I don't remember that being covered in my "Appliance Connectors 101" class. :laughing:

I sit corrected and understand the theory behind it. I still probably wouldn't do it personally though.

I am curious where the benefit really is. If you are matching the outlets to be exact reflections of the inlets, would it not be just as simple to split them all evenly on both sides? The link you provided suggests it is better in some pumping situations. I am also curious what those would be and why.

Thanks.


----------



## MACPLUMB777 (Jun 18, 2008)

Plumbersteve said:


> Had a debate with myself today about this. I had just finished the water lines and turned the water on to start filling when it struck me..."Is this a proper parallel installation?" After a few minutes of internal dialogue and doing finger math in the air, I concluded that it, in fact, is properly in parallel.
> 
> My concern was due to the fact that the two crosses are at different heights.
> 
> What say you? Should a proper parallel installation be piped to the middle? Should the branches come off at the same height? should the total cold and the total hot be equal?

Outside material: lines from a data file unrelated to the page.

PR #290, opened 2024-12-04
ROX-21530: Update Cert Expiry Dashboard

aaa5kameric:
Version Control got updated--> double instances and 'rox_central_info' is causing both to be shown, updated query expression to account for this.

### DIFF
--- a/resources/grafana/sources/rhacs-cluster-overview.json
+++ b/resources/grafana/sources/rhacs-cluster-overview.json
@@ -46,7 +46,7 @@
   "editable": true,
   "fiscalYearStartMonth": 0,
   "graphTooltip": 0,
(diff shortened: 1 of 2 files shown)


resources/grafana/sources/rhacs-cluster-overview.json
```diff
@@ -46,7 +46,7 @@
   "editable": true,
   "fiscalYearStartMonth": 0,
   "graphTooltip": 0,
-  "id": 26,
+  "id": 16,
```
ludydoo, line 49:
```suggestion
  "id": 26,
```

ludydoo (changes requested):

ludydoo (approved):

PR #291, opened 2025-01-21
ROX-27056: ArgoCD monitoring

ludydoo:
Add federation config and alerting for argoCd


resources/prometheus/federation-config.yaml
```diff
@@ -30,6 +30,9 @@
       - apiserver_request:burnrate6h{job!~"central|scanner"}
       - apiserver_request_terminations_total{job!~"central|scanner"}
       - apiserver_request_total{job!~"central|scanner"}
+      - argocd_app_info{job!~"central|scanner"}
+      - argocd_app_sync_total{job!~"central|scanner"}
+      - argocd_notifications_deliveries_total{job!~"central|scanner"}
```
kovayur, line 35: I don't think the filter makes sense, it has to do with the metrics exposed by central/scanner itself.

```suggestion
      - argocd_app_info
      - argocd_app_sync_total
      - argocd_notifications_deliveries_total
```

resources/prometheus/federation-config.yaml
```diff
@@ -30,6 +30,9 @@
       - apiserver_request:burnrate6h{job!~"central|scanner"}
       - apiserver_request_terminations_total{job!~"central|scanner"}
       - apiserver_request_total{job!~"central|scanner"}
+      - argocd_app_info{job!~"central|scanner"}
```
kovayur, line 33: If I'm not mistaken, this file is generated. Check `README.md` and `generate-federate-match.sh` for details.
Make sure your change will not be overridden after the next generation.

resources/prometheus/prometheus-rules.yaml
```diff
@@ -860,3 +860,89 @@ for the cluster autoscaler. Limits can be adjusted by modifying the cluster auto
             description: |
               A cluster node logged at least {{ $value }} Network Policy ACL denial(s) per minute.
             sop_url: "https://gitlab.cee.redhat.com/stackrox/acs-cloud-service/runbooks/-/blob/master/sops/dp-044-network-policy-violation.md"
+
+    # Copied from https://github.com/adinhodovic/argo-cd-mixin
+    - name: argo-cd
```
kovayur, line 865: Nice!

resources/prometheus/federation-config.yaml
ludydoo: This file is generated :/

PR #292, opened 2025-01-27
ROX-21531: Configure alert rules for healthchecks

kovayur:
Adjust SLI/SLO prometheus rules by incorporating Central health checks done by prometheus exporter.

### DIFF
--- a/resources/prometheus/prometheus-rules.yaml
+++ b/resources/prometheus/prometheus-rules.yaml
@@ -539,6 +539,7 @@ spec:
             )
           record: central:success_rate10m
 
+        # probe_success is a metric that is exposed by blackbox-exporter that periodically calls Central endpoints (routes)
         - expr: |
             probe_success{app="rhacs", endpoint="central-ui"}
           record: central:ui_health
--- a/resources/prometheus/prometheus-rules.yaml
+++ b/resources/prometheus/prometheus-rules.yaml
@@ -539,7 +539,10 @@ spec:
             )
           record: central:success_rate10m
 
-        # probe_success is a metric that is exposed by blackbox-exporter that periodically calls Central endpoints (routes)
+        # probe_success is a metric that is exposed by blackbox-exporter that periodically calls Central endpoints (routes).
+        # The difference between blackbox-exporter checks and the pod readiness probe is the following:
+        # 1. The readiness probe checks the pod internally within the cluster, but blackbox-exporter checks also the public endpoint (route)
+        # 2. The readiness probe doesn't check TLS certificates.
         - expr: |
             probe_success{app="rhacs", endpoint="central-ui"}
           record: central:ui_health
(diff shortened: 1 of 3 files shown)


resources/prometheus/prometheus-rules.yaml
```diff
@@ -539,11 +539,24 @@ spec:
             )
           record: central:success_rate10m
 
+        - expr: |
+            probe_success{app="rhacs", endpoint="central-ui"}
+          record: central:ui_health
+
+        - expr: |
+            probe_success{app="rhacs", endpoint="central-data"}
```
stehessel, line 547: What is the difference between central health and central readiness probe?

resources/prometheus/prometheus-rules.yaml
```diff
@@ -552,14 +565,17 @@ spec:
...
             or on (namespace, rhacs_instance_id) central:sli:pod_ready
           record: central:sli:error_rate
 
         # Availability SLI
         # If any of the SLIs is violated, the service counts as unavailable.
         # This is a time series of 0s (down) and 1s (up).
         - expr: |
-            central:sli:pod_ready * on (namespace, rhacs_instance_id) central:sli:error_rate
+            central:sli:pod_ready
+            * on (namespace, rhacs_instance_id) central:health
```
stehessel, line 577: What happens here if `probe_success` is undefined? How likely is that?

resources/prometheus/prometheus-rules.yaml
```diff
@@ -539,11 +539,24 @@ spec:
             )
           record: central:success_rate10m
 
+        - expr: |
+            probe_success{app="rhacs", endpoint="central-ui"}
```
stehessel, line 543: I assume this is not related to the probe service? Could you please add a comment what is probed here?

kovayur: Yes, it's exposed by the blackbox-exporter. I've added a comment.

resources/prometheus/prometheus-rules.yaml
kovayur: If you mean the **pod** readiness probe, then the difference is the following:
1. It checks the pod internally within the cluster, but blackbox-exporter checks also the public endpoint (route)
2. It doesn't check TLS certificates.

If you mean something else, please specify.

resources/prometheus/prometheus-rules.yaml
kovayur: It could be if we misconfigured `ServiceMonitor`, or if blackbox-exporter is down for whatever reason.
I would rate the likelihood of that happening as pretty low...

resources/prometheus/prometheus-rules.yaml
stehessel: Yes that's what I meant. Could you please add this explanation as a comment as well?

resources/prometheus/prometheus-rules.yaml
stehessel: So this means that if blackbox exporter is down, we are blind on other signals like pod ready as well, right? If the probability for this is very low then this may be acceptable, just wanted to point this out.

stehessel (approved):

Yes more then height is they have to be balanced between the tee's per all MFG'S specifications, to get equal hot water


----------



## Best Darn Sewer (Dec 23, 2012)

Letterrip said:


> http://www.plumbingengineer.com/may_12/designers.php


Thank you for the post, Letterip. I too, was unaware of this reverse parallel system. I have always just made sure that the outlets of the two water heaters are all equidistant to the tee where they merge and never gave much thought to the cold side inlets. I have always assumed that if the outlets are equal then they will draw equally.


----------



## MACPLUMB777 (Jun 18, 2008)

Best Darn Sewer said:


> Thank you for the post, Letterip. I too, was unaware of this reverse parallel system. I have always just made sure that the outlets of the two water heaters are all equidistant to the tee where they merge and never gave much thought to the cold side inlets. I have always assumed that if the outlets are equal then they will draw equally.

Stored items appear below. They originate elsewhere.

PR #296, opened 2025-02-06
ROX-16860: Cover undefined availability metrics in Central SLOs

kovayur:
Add 2 alerts that may indicate that Central SLO metrics are undefined:

1. Compare total central count and the number of central pods;
2. Compare total central count and the number of central healthcheck probes.

### DIFF
--- a/resources/prometheus/prometheus-rules.yaml
+++ b/resources/prometheus/prometheus-rules.yaml
@@ -177,23 +177,23 @@ spec:
             sop_url: "https://gitlab.cee.redhat.com/stackrox/acs-managed-service-runbooks/blob/master/sops/dp-007-fleetshard-sync-reconciliation-error.md"
         - alert: RHACSFleetshardSyncCentralCountPodMismatch
           expr: |
-            sum(acs_fleetshard_total_centrals) != count(central:sli:pod_ready)
-          for: 15m
+            sum(acs_fleetshard_ready_centrals) != count(central:sli:pod_ready)
+          for: 45m
           labels:
             severity: warning
           annotations:
-            summary: "Fleetshard synchronizer manages {{ query \"sum(acs_fleetshard_total_centrals)\" | first | value }} centrals while the central pod count is {{ query \"count(central:sli:pod_ready)\" | first | value }}."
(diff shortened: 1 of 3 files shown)


resources/prometheus/prometheus-rules.yaml
```diff
@@ -175,6 +175,26 @@ spec:
             summary: "Fleetshard synchronizer manages `{{ $value }}` centrals."
             description: "Fleetshard synchronizer manages `{{ $value }}` centrals. The number of Centrals should always be larger than zero in a working system. If it drops to or below zero, fleetshard synchronizer is assumed to be in a failed state."
             sop_url: "https://gitlab.cee.redhat.com/stackrox/acs-managed-service-runbooks/blob/master/sops/dp-007-fleetshard-sync-reconciliation-error.md"
+        - alert: RHACSFleetshardSyncCentralCountPodMismatch
+          expr: |
+            sum(acs_fleetshard_total_centrals) != count(central:sli:pod_ready)
+          for: 15m
```
stehessel, line 181: When does `acs_fleetshard_total_centrals` increase (upon creation request or when instance is ready)? I'm wondering if 15 minutes is sufficient buffer. I can also imagine multiple Central being created with a bit of delay, which could result in even more delay.

stehessel (approved):

resources/prometheus/prometheus-rules.yaml
kovayur: You're right, it just shows the number of centrals received from Fleet Manager, regardless of their readiness. 
Theoretically these numbers may never match if the number of instances is volatile enough.
 
I'm going to introduce a more accurate metric in fleetshard-sync that counts ready centrals.

kovayur:
Will reopen when the new metric is available in fleetshard-sync

resources/prometheus/prometheus-rules.yaml
kovayur: Added a new metric `acs_fleetshard_ready_centrals` and the time interval has been increased to 45m.

stehessel (approved):

PR #313, opened 2025-05-22
ROX-28713: add alerting for secured cluster drops

johannes94:
We don't get alerted when secured cluster count for tenants or a data plane cluster drops. Because of that incidents affecting the connectivity of secured clusters are usually discovered only by manually checking the dashboards.

This PR adds alerting for significant drops in the secured cluster count.

We define 3 alerts:
1. Tenant specific: a warning if a single tenant looses 20% of it's secured clusters at once, only affects tenants with more than 3 secured clusters
2. Data Plane, warning if a data plane looses 25% of secured cores over all tenants for 2h
3. Data Plane, critical alerts if a data plane looses 50% of secured cores over all tenants for 2h

I tested with manual queries, that those alerts would have fired for the incident from May 5th itn-2025-00118 but won't trigger on usual disconnections for example OCP upgrades or ACS version upgrades.


resources/prometheus/prometheus-rules.yaml
```diff
@@ -1013,3 +1013,42 @@ spec:
...
+            rhacs_tenants:namespace:central:rhacs_secured_cluster_drop >= 1
+          for: 1h
+          labels:
+            severity: warning
+          annotations:
+            summary: Tenant '{{ $labels.namespace }}' lost at least 20% of its secured clusters
+            description: Tenant '{{ $labels.namespace }}' lost at least 20% of its secured clusters
+            sop_url: "TODO: SoP URL"
+        - expr: |
+              sum(rox_central_secured_clusters) / max_over_time(sum(rox_central_secured_clusters)[7d:])
```
ebensh, line 1033: I'm not familiar enough with the prometheus syntax so just double checking, why is the max_over_time above [72h] but here [7d:] - does the sum affect the range specification?

ebensh (approved):
LGTM from the rule definitions - not sure how it will behave in corner case scenarios e.g. newly created cluster in region with 1 tenant with 1 secured cluster (for testing), then we remove that tenant when done testing and trigger critical alert. That said, alerts in that cluster should be silenced until load is present, so probably worth keeping the alerting simple and ignoring spurious alert in that corner case.

resources/prometheus/prometheus-rules.yaml
johannes94: No reasons changed it to 7d: for every query. Now its 7d for everything.

johannes94:
@ebensh I'll work on a solution for those edge cases. I think that will hit us in stage/prod quiet frequently as we mostly have 0 secured clusters then 1 if someone tests something and back to 0 after the test was done.

resources/prometheus/prometheus-rules.yaml
johannes94: Actually that's wrong there is a diff and I did not understand it. [7d:] would yield a vector where the query is evaluated on every single timestamp of a sample rox_central_secured_clusters whereas [7d] would only evaluate once for the current point in time.

johannes94:
@ebensh I adjusted the rules to only fire alerts for clusters with an average SC count over 7d of at least 5.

Yes that is correct among the reasons for doing this is

#1 you effectively double the output on the tanks gallon wise, as well as double the recover BTU's on the burners,

#2 you get equal wear on both tanks which makes them Both last longer,

#3 I like the way you put double valves on all four pipes this allows one to be totally isolated for service maintenance, or in case of failure of one tank because of burner problems or tank leakage,


----------



## Best Darn Sewer (Dec 23, 2012)

Plumbersteve said:


> Had a debate with myself today about this. I had just finished the water lines and turned the water on to start filling when it struck me..."Is this a proper parallel installation?" After a few minutes of internal dialogue and doing finger math in the air, I concluded that it, in fact, is properly in parallel.
> 
> My concern was due to the fact that the two crosses are at different heights.
> 
> What say you? Should a proper parallel installation be piped to the middle? Should the branches come off at the same height? should the total cold and the total hot be equal?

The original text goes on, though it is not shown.